Now he just had to find a way to escape Rook and get away unnoticed.

* * *

‘Crettins’ Tamar tried to explain, ‘are remnants of a far older world. I suppose you would call them fire spirits, but that isn’t the half of it. They were born in the beginning, long before there was life on this planet when it was still clicking hot and covered in molten lava.’ She became aware that they were hanging on her every word in a most gratifying fashion. Her own little gang never looked at her like that.  ‘They live now in the earth’s core but sometimes they accidentally find their way to the surface, and when they do they become disorientated and afraid. It’s far too cold for them up here.’

‘Is that why they are heading south,’ asked Slick, ‘because it’s warmer?’

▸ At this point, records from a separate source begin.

PR #70, opened 2020-07-22
ws/add_consumer_groups_backend

mehdi-fs:


lib/Mojo/WebSocketProxy/Backend/ConsumerGroups.pm
```diff
@@ -309,7 +311,7 @@ sub _on_message {
 
     my $message = eval { decode_json_utf8($raw_message) };
 
-    unless(ref $message eq 'HASH' && $message->{message_id}) {
+    if(ref $message ne ref {} && !$message->{message_id}) {
```
tom-binary, line 314: > `ref $message ne ref {}`

Please don't ever do this, it's only going to cause confusion...

We should have a separate `try` block for the JSON decoding, and return with an error on failure, then have a *separate* check for `message_id`.

lib/Mojo/WebSocketProxy/Backend/ConsumerGroups.pm
```diff
@@ -338,9 +340,9 @@ sub _prepare_request_data {
         [
         rpc      => $method,
         args     => encode_json_utf8($params),
```
tom-binary, line 342: This is conceptually wrong, the *entire* set of parameters needs to be UTF8-encoded. Doing partial encoding like this tends to lead to problems later if someone adds another key.

mehdi-fs: It going to be added to the stream by Redis `XADD` command. Since it accepts the even scalar parameters, so we have to encode arrays and hashes only. Actually, encoding at the moment is not a good idea unless we going to pass all of the parameters only in a pair of params to `XADD`.

lib/Mojo/WebSocketProxy/Backend/ConsumerGroups.pm
mehdi-fs: Changed and fixed, thanks

lib/Mojo/WebSocketProxy/Backend/ConsumerGroups.pm
```diff
@@ -307,10 +312,19 @@ sub wait_for_messages {
...
+    }catch {
+        my $err = $@;
 
-    unless(ref $message eq 'HASH' && $message->{message_id}) {
-        $log->errorf('Fail to proccess response: %s', $raw_message);
+        $log->errorf('An error occurred while decoding published response by Consumer (Transport::Redis):', $err);
+        return;
+    }
+
+    if(!$message->{message_id}) {
```
kirill-binary, line 326: this data is from out side you have no guarantee that it'll be a hash. in case if it's a arrayref, you'll get exception here.

t/26-rpc-queue-unit.t
```diff
@@ -404,7 +403,7 @@ subtest 'RPC call: handling error response from rpc server' => sub {
 
     $cg_backend->call_rpc($c, $req_storage);
     $cg_backend->_on_message(undef,
-        qq[{"message_id": "$req_id", "result": { "error": { "code": "TestError", "message_to_client": "Error message", "details":{"field":"test_field"}}}}]
+        qq[{"message_id": "$req_id", "response": {"result": { "error": { "code": "TestError", "message_to_client": "Error message", "details":{"field":"test_field"}}}}}]
```
kirill-binary, line 406: looks horrible. Should we rename response to result?

lib/Mojo/WebSocketProxy/Backend/ConsumerGroups.pm
mehdi-fs: How might it be `arrayref` since we always encode `hashrefs` before publish in the consumer part?

t/26-rpc-queue-unit.t
mehdi-fs: IDTS, we expect `response` as a key receive from the consumer.

lib/Mojo/WebSocketProxy/Backend/ConsumerGroups.pm
mat-fs: @mehdi-fs  This repository and module is open-source and independent of any business logic or company repos like `binary-websocket-api`. So it doesn't matter how `we` are using it; it should be developed and reviewed with putting our awareness of `binary-websocket-api` code in brackets.

mehdi-fs: @mat-fs I didn't know that, it makes sense, I will fix it

mat-fs: Yes. All repos under `binary-com` github company name are open source and public access.

lib/Mojo/WebSocketProxy/Backend/ConsumerGroups.pm
```diff
@@ -307,10 +312,19 @@ sub wait_for_messages {
 sub _on_message {
     my ($self, $redis, $raw_message) = @_;
 
-    my $message = eval { decode_json_utf8($raw_message) };
+    my $message = {};
+
+    try{
```
turnstep, line 317: Needs tidy

lib/Mojo/WebSocketProxy/Backend/ConsumerGroups.pm
```diff
@@ -307,10 +312,19 @@ sub wait_for_messages {
...
+        my $err = $@;
 
-    unless(ref $message eq 'HASH' && $message->{message_id}) {
-        $log->errorf('Fail to proccess response: %s', $raw_message);
+        $log->errorf('An error occurred while decoding published response from worker:', $err);
+        return;
+    }
+
+    if(ref $message ne 'HASH' || !$message->{message_id}) {
+        $log->errorf('Failed to proccess response: message_id not exists at <%s>', $raw_message);
```
turnstep, line 327:
```suggestion
        $log->errorf('Failed to process response: message_id does not exist at <%s>', $raw_message);
```

lib/Mojo/WebSocketProxy/Backend/ConsumerGroups.pm
```diff
@@ -334,14 +348,16 @@ sub _prepare_request_data {
...
+    my $request_data = [
         rpc      => $method,
-        args     => encode_json_utf8($params),
-        stash    => encode_json_utf8($stash_params),
         who      => $self->whoami,
         deadline => time + RESPONSE_TIMEOUT,
-        ];
+
+        $params  ?  (args   => encode_json_utf8 $params)        : (),
+        $stash_params   ?  (stash  => encode_json_utf8 $stash_params)  : (),
```
turnstep, line 357:
```suggestion
        $params  ?  (args   => encode_json_utf8($params))        : (),
        $stash_params   ?  (stash  => encode_json_utf8($stash_params))  : (),
```

lib/Mojo/WebSocketProxy/Backend/ConsumerGroups.pm
```diff
@@ -277,7 +282,7 @@ sub _send_request {
 
     my $f = $self->loop->new_future;
     $self->redis->_execute(
-        xadd => XADD => ('rpc_requests', '*', $request_data->@*),
+        xadd => XADD => ('general', '*', $request_data->@*),
```
tom-binary, line 285: This change wasn't mentioned on the Trello card; please update the description.

lib/Mojo/WebSocketProxy/Backend/ConsumerGroups.pm
```diff
@@ -307,10 +312,19 @@ sub wait_for_messages {
...
+        my $err = $@;
 
-    unless(ref $message eq 'HASH' && $message->{message_id}) {
-        $log->errorf('Fail to proccess response: %s', $raw_message);
+        $log->errorf('An error occurred while decoding published response from worker:', $err);
+        return;
+    }
+
+    if(ref $message ne 'HASH' || !$message->{message_id}) {
+        $log->errorf('Failed to process response: message_id does not exist at <%s>', $raw_message);
```
tom-binary, line 327:
```suggestion
        $log->errorf('Failed to process response: message_id does not exist, original message content was %s', $raw_message);
```

lib/Mojo/WebSocketProxy/Backend/ConsumerGroups.pm
mehdi-fs: There is no rule to tidy up the code, but change several lines manually.

lib/Mojo/WebSocketProxy/Backend/ConsumerGroups.pm
mehdi-fs: updated

lib/Mojo/WebSocketProxy/Backend/ConsumerGroups.pm
```diff
@@ -307,10 +312,19 @@ sub wait_for_messages {
...
+    my $message = {};
+
+    try {
+        $message = decode_json_utf8($raw_message);
+    } catch {
+        my $err = $@;
 
-    unless(ref $message eq 'HASH' && $message->{message_id}) {
-        $log->errorf('Fail to proccess response: %s', $raw_message);
+        $log->errorf('An error occurred while decoding published response from worker:', $err);
```
turnstep, line 322:
```suggestion
        $log->errorf('An error occurred while decoding published response from worker: %s', $err);
```

lib/Mojo/WebSocketProxy/Backend/ConsumerGroups.pm
mehdi-fs, line 285: Adding MAXLEN

chylli-binary (approved):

‘No, all temperatures on the surface are the same to them,’ said Tamar. ‘Freezing. ‘It’s like the difference to us between one part of the arctic and another. It all feels the same. Only it’s worse for them.’ She thought for a moment.  ‘It’s not the direction
per se
that’s important; it’s the fact that they go in
one
direction whatever it is. Crettins always move in more or less straight lines following the invisible lava currents beneath the earth’s surface.’

‘You seem to know a lot about them,’ said Ray.

‘I’ve seen this before,’ said Tamar vaguely. ‘It happens every so often. You always know when Crettins are around because of the spontaneous combustion, usually of animals but sometimes people. You see, they are attracted by the warmth. They enter a body and begin to use the heat within to warm themselves, they get hotter and hotter until …’ she gestured with her hands KABOOM! ‘They don’t mean any harm. They’re just trying to survive. The sad thing is, it doesn’t really heat them up enough. The body disintegrates long before the Crettin within feels any benefit at all. But they keep trying it.’

‘So what do we do about it?’ said Melissa practically.